Olivier Ponsini 1, * Claude Michel 1 Michel Rueher 1
* Corresponding author
1 Laboratoire d'Informatique, Signaux, et Systèmes de Sophia-Antipolis (I3S) / Equipe CEP
Laboratoire I3S - MDSC - Modèles Discrets pour les Systèmes Complexes
Abstract : Static value analysis is a classical approach for verifying programs with floating-point computations. Value analysis mainly relies on abstract interpretation and over-approximates the possible values of program variables. State-of-the-art tools may however compute over-approximations that can be rather coarse for some very usual program expressions. In this paper, we show that constraint solvers can significantly refine approximations computed with abstract interpretation tools.
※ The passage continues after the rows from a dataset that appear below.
Issue #1644, opened 2017-07-24
Enable increasing the number of containers


tkaitchuck:
**Problem description**
Right now we are mapping segments to containers by simple consistent hashing. We should modify this so that we can increase the number of containers.

**Problem location**
SegmentToContainerMapper

**Suggestions for an improvement**
Use a inverse integer mapping. IE: Randomize the location by hashing the string, and make to each segment by placing them on the unit circle based on the inverse of the container number.

fpj:
I think the bulk of the changes in this proposal are in the controller. I'm not sure what this "SegmentName-to-ContainerId check" is, but if we are not moving segments across containers, then the check seems fine.

andreipaduroiu:
@fpj I agree. Most of this is Controller work.

> I'm not sure what this "SegmentName-to-ContainerId check"
When we receive a request into the Segment Store, we only have the segment name. But the Segment Store still needs to route that request to the Container that handles the Segment, hence the need for:
1. An additional config on the Segment Store side for number of containers
2. An additional hash on the Segment Store side to route to a container.

We could change this by either sending the Container Id along with the Segment Name via the Client (virtually every Wire Protocol command will need a change) or have the Segment Store gain access to the Controller's epoch metadata so it can do the internal routing.

PR #5253, opened 2020-10-14
Issue 5169: Data Recovery - Copy the core attributes from old segment metadata to new segment metadata

### LINKED ISSUE #5169: Data Recovery - Copy the core attributes from old segment metadata to new segment metadata

ManishKumarKeshri:
**Change log description**  
Instead of directly deleting the container metadata and its attribute segments, we now keep a back up copy of them and then delete them. This back up copy is used to update the attributes of the recovered segments. 

**Purpose of the change**  
Fixes #5169 

**What the code does**  
The code has got methods: 
`backUpMetadataAndAttributeSegments` to make copies of metadata and its attribute segment. This is performed for all containers. 
and `updateCoreAttributes`, in which we iterate through the segments in the back up copy of the metadata segment and update the attributes of it in the newly created container metadata segment. 
 
**How to verify it**  
Build shall pass.


segmentstore/server/src/main/java/io/pravega/segmentstore/server/containers/ContainerRecoveryUtils.java
```diff
@@ -246,6 +249,80 @@ private static void validateContainerIds(Map<Integer, DebugStreamSegmentContaine
                 ex -> ex instanceof StreamSegmentNotExistsException, null);
     }
 
+
+    /**
+     * Copies the contents of container metadata segment and its attribute segment to new segments. The new names to the segments
```
andreipaduroiu, line 254: "the new names of the segments"

segmentstore/server/src/main/java/io/pravega/segmentstore/server/containers/ContainerRecoveryUtils.java
```diff
@@ -246,6 +249,80 @@ private static void validateContainerIds(Map<Integer, DebugStreamSegmentContaine
...
+     * are passed as parameters.
+     * @param storage                    A {@link Storage} instance where segments are stored.
+     * @param containerId                A Container Id to get the name of the metadata segment.
+     * @param backUpMetadataSegmentName  A name to the back up metadata segment.
```
andreipaduroiu, line 258: "Name of the ..."
below too

segmentstore/server/src/main/java/io/pravega/segmentstore/server/containers/ContainerRecoveryUtils.java
```diff
@@ -246,6 +249,80 @@ private static void validateContainerIds(Map<Integer, DebugStreamSegmentContaine
...
+     * @param backUpAttributeSegmentName A name to the back attribute segment.
+     * @param executorService            A thread pool for execution.
+     * @return                           CompletableFuture which when completed will have the segments' contents copied to another segments.
```
andreipaduroiu, line 261: "will indicate the operation has completed"

(the future itself won't have anything in it)

segmentstore/server/src/main/java/io/pravega/segmentstore/server/containers/ContainerRecoveryUtils.java
```diff
@@ -246,6 +249,80 @@ private static void validateContainerIds(Map<Integer, DebugStreamSegmentContaine
...
+        Preconditions.checkNotNull(storage);
+        String metadataSegmentName = NameUtils.getMetadataSegmentName(containerId);
+        String attributeSegmentName = NameUtils.getAttributeSegmentName(metadataSegmentName);
+        return copySegment(storage, metadataSegmentName, backUpMetadataSegmentName, executorService)
+                        .thenAcceptAsync(x -> copySegment(storage, attributeSegmentName, backUpAttributeSegmentName,
+                                executorService));
+    }
+
+    /**
+     * Given the back up of metadata segments, this method iterates through all segments in it and gets their attributes
```
andreipaduroiu, line 276: Rephrase as:
```
Updates Core Attributes for all Segments for the given Containers.
This method iterates through all the Container Metadata Segments for the given Containers, interprets all entries as Segment-SegmentInfo mappings and extracts the Core Attributes for each. These Core Attributes are then applied to the same segments in the new Containers.
```

segmentstore/server/src/main/java/io/pravega/segmentstore/server/containers/ContainerRecoveryUtils.java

More precisely, we introduce a hybrid approach combining abstract interpretation and constraint programming techniques in a single static and automatic analysis. This hybrid approach benefits of the strong points of abstract interpretation and constraint programming techniques, and thus, it is more effective than static analysers and constraint solvers, when used separately. We compared the efficiency of the system we developed---named rAiCp--with state-of-the-art static analyzers: rAiCp produces substantially more precise approximations and is able to check program properties on both academic and industrial benchmarks.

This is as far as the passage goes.